Bis 575 hab ich dennoch grün geskillt, weil ich die Metarezept-Drops ausm Inventar haben wollte... Taschenplatz!


----------



## Wolfmania (5. Oktober 2012)

Also Juwe ist mit Alchi mal wieder der ertragreichste Beruf, Meta-Steine gehen ab 1200g, blaue für 250 - 600g, herrliche Zeit mal wieder


----------



## Karrramba (11. Oktober 2012)

Nahezu jeder Herstellberuf ist ansatzweise sinnfrei bzw. die Mats dafür recht günstig zu bekommen.

Beim Juwelier reichen die kleinen Steine, um das "Beste" zu schleifen, Alchimisten können auf viele günstige Kräuter hoffen, da man als Kräterkundler damit regelrecht zugemüllt wird (überall gelbe Punkte auf der Karte). Auch Metall findet man zuhauf, so dass selbst der ätzendste Skillberuf neben Ingenieur (also der Schmied) zügig hochgeskillt ist. Gleiches gilt für den Inschriftler, der jedoch den Nachteil hat, täglich maximal drei Glyphen (ab 550) und nur eine zum Hochskillen erlernen zu können (Forschung mit CD). Allerdings kann er am ersten Tag auch x von der erforschten neuen Glyphe herstellen und der neuen Schulterverzauberung (und Auftragsgemälde) herstellen und so auf das Maximum kommen.

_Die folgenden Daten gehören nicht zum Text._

PR #479, opened 2025-04-04
Check to see if `idealNames` workaround can be removed

basil:
This workaround is very old, so checking to see if it is still needed.

### DIFF
--- a/src/main/java/com/cloudbees/hudson/plugins/folder/ChildNameGenerator.java
+++ b/src/main/java/com/cloudbees/hudson/plugins/folder/ChildNameGenerator.java
@@ -27,20 +27,15 @@ package com.cloudbees.hudson.plugins.folder;
 import com.cloudbees.hudson.plugins.folder.computed.ComputedFolder;
 import hudson.BulkChange;
 import hudson.Util;
-import hudson.model.AbstractItem;
 import hudson.model.Action;
 import hudson.model.Item;
-import hudson.model.ItemGroup;
 import hudson.model.JobProperty;
 import hudson.model.TopLevelItem;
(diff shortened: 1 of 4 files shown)


src/main/java/com/cloudbees/hudson/plugins/folder/ChildNameGenerator.java
```diff
@@ -99,58 +85,6 @@ public abstract class ChildNameGenerator<P extends AbstractFolder<I>, I extends
...
-     * @param project the {@link AbstractFolder}.
-     * @param itemName the name that will be returned by {@link Item#getName()} when the item is constructed. This is
-     *                 the second parameter of {@link AbstractItem#AbstractItem(ItemGroup, String)}. This one would be
-     *                 the one with URL path segment escaping.
-     * @param idealName the original name before whatever URL path segment escaping you applied
-     * @return the {@link Trace} to keep track of when we can remove the memory of the creation process. Please
-     * {@link Trace#close()} the trace after the item is created.
-     */
-    @NonNull
-    public static Trace beforeCreateItem(@NonNull AbstractFolder<?> project,
```
jglick, line 116: https://github.com/jenkinsci/branch-api-plugin/blob/43d8bbd8b2c7ac526faf5d047af5b8e783cef681/src/main/java/jenkins/branch/OrganizationFolder.java#L1440 would need to be removed I suppose?

basil: > would need to be

https://github.com/jenkinsci/branch-api-plugin/pull/506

Leider gibt es vor allem für die Rüstungsberufe brauchbare gute Rezepte/Muster/Vorlagen nur gegen Ruf, selbst die "guten" Gegenstandsverbesserungen für Beine und Gürtel.

Ich mag das neue Berufeskillsystem überhaupt nicht. Weder das Matsfarmen noch das langwierige Skillen (vor allem die Skillstufen bis 475, je nach Beruf) wird richtig belohnt. Die Materialien für die herstellbaren epischen Sachen sind zwar nicht ohne, aber die Rüstungen selbst auch nicht so dolle.

Hier tut sich Blizzard imho leider nicht positiv hervor.


----------



## moddok (23. Oktober 2012)

wo ist dein problem? wenn du jeden tag einmal eine forschung machst, bekommst du doch neue rezepte für die 600er steine... wenns dann erstmal soweit ist, kannst du die direkt verkaufen sobald sie gebraucht werden.


----------